Inappropriate empirical antibiotic use increases 90-day and ICU mortality in Klebsiella pneumoniae bacteraemia

30 Aug 2021 byDr Margaret Shi
Inappropriate empirical antibiotic use increases 90-day and ICU mortality in Klebsiella pneumoniae bacteraemia

A Hong Kong study of patients with Klebsiella pneumoniae bacteraemia has shown significantly increased 90-day and intensive care unit (ICU) mortality rates in patients who have received inappropriate empirical antibiotic treatment.

“Greater efforts are required to facilitate early and appropriate use of empirical antibiotics, including the use of current antibiogram, implementation of multidisciplinary sepsis management guidelines and establishment of relevant protocols among pharmacists, microbiologists, clinicians and nurses,” said the authors. [Hong Kong Med J 2021;27:247-257]

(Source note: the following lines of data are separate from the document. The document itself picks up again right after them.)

PR #2480, opened 2019-02-26
Fix Null value handling for Min, Max, and Value in AdaptiveNumberInput

MattSFT:
Fix with tests to this issue: https://github.com/Microsoft/AdaptiveCards/issues/2478

PR #2633, opened 2019-04-05
Fix Null value handling for Min, Max, and Value in AdaptiveNumberInput

paulcam206:
Fixes #2480 in `release/1.0`

* Fix Null value handling for Min, Max, and Value in AdaptiveNumberInput

* address PR comments

(cherry picked from commit a5650dc16d4c1918f18358bf888974a0df7ba66e)

### DIFF
--- a/source/dotnet/Library/AdaptiveCards/AdaptiveNumberInput.cs
+++ b/source/dotnet/Library/AdaptiveCards/AdaptiveNumberInput.cs
@@ -34,6 +34,7 @@ namespace AdaptiveCards
         /// <summary>
         ///     The initial value for the field
         /// </summary>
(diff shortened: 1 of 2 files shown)


paulcam206:
There are 3 discrepencies in the status checks for this PR:

* `AdaptiveCards-UWP-Daily-PRs` - this is failing because the `release/1.0` branch has an expired test signing certificate. This code change doesn't affect the shared model or UWP in any way, so it's safe to ignore this problem.
* `AC-Android-CI` and `AC-SharedModel-CI` - these checks never ran because they aren't triggered on builds in branches under `release`. Is also happens that both of these builds are out of a different VSO instance. However, `AdaptiveCards-SharedModel-CI` (our current VSO job) did run and succeed. It doesn't really matter, though, as these builds aren't affected by changes to the dotnet codebase.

The retrospective cohort study included 984 patients (median age, 75 years; male, 59.0 percent) with K. pneumoniae bacteraemia who were prescribed appropriate (69.7 percent) or inappropriate (30.3 percent) empirical antibiotic treatment at Pamela Youde Nethersole Eastern Hospital between 1 January 2009 and 30 June 2017. The most common types of K. pneumoniae infection in the cohort were hepatobiliary tract infection (33.1 percent), urosepsis (24.4 percent) and respiratory tract infection (18.4 percent).

K pneumoniae infection led to an overall 90-day mortality rate of 32.7 percent, hospital mortality rate of 22.5 percent, and a median hospital stay of 10.68 days.

Extended-spectrum beta-lactamase (ESBL)–producing strains were detected in 11.5 percent of the patients. The risks of developing ESBL- (18.3 percent vs 10.5 percent; p=0.011) and carbapenem-resistant (CR) (0.056 percent vs 0.015 percent; p=0.003) infections were significantly higher in patients with vs without chronic renal failure.

Compared with patients treated with appropriate empirical antibiotics, those treated with inappropriate empirical antibiotics had significantly higher 90-day mortality rate (46.6 percent vs 26.7 percent; p<0.001) and hospital mortality rate (35.2 percent vs 16.9 percent; p<0.001).

Independent predictors of inappropriate empirical antibiotic use were ESBL or CR resistance (odds ratio [OR], 12.51; p<0.001), history of chronic kidney disease (OR, 1.81; p=0.007), mechanical ventilation (OR, 1.79; p=0.005), age >65 years (OR, 1.60; p=0.010), and respiratory tract infection (OR, 1.50; p=0.034).

Apart from those with respiratory tract infection (hazard ratio [HR], 2.94; p<0.01), those who received inappropriate or no empirical antibiotics (HR, 2.45; p<0.01) and those with ESBL-producing or CR isolates (HR, 1.64; p=0.004), patients with gastrointestinal infection (HR, 2.77; p<0.001), aged >65 years (HR, 1.79; p<0.001), with history of solid tumour (HR, 1.77; p<0.01), admitted through Department of Medicine (HR, 1.39; p<0.012), and those with a raised total Sequential Organ Failure Assessment (SOFA) score (HR, 1.09; p<0.001) were found to have significantly increased 90-day mortality rate.

Of 205 patients (20.8 percent of the cohort) who required ICU admission, 27.8 percent received inappropriate empirical antibiotics. 

In patients admitted to ICU, inappropriate vs appropriate empirical antibiotic treatment was associated with significantly higher rates of 90-day mortality (59.6 percent vs 25.0 percent; p<0.001), ICU mortality (35.1 percent vs 12.2 percent; p<0.001) and hospital mortality (56.1 percent vs 23.0 percent; p<0.001), as well as longer ventilator use (2 days vs 1 day; p=0.026).

Inappropriate use or no use of empirical antibiotics was the strongest independent predictor of 90-day mortality in patients admitted to ICU (HR, 3.00; p<0.001), followed by history of congestive heart failure (HR, 2.28; p<0.001), specific admitting department (HR, 1.94; p=0.016), and raised total SOFA score (HR, 1.17; p<0.001).

Of note, the risk of 90-day mortality was significantly reduced in patients with vs without history of diabetes mellitus in both the overall cohort (HR, 0.65; p=0.001) and among those admitted to the ICU (HR, 0.39; p=0.001).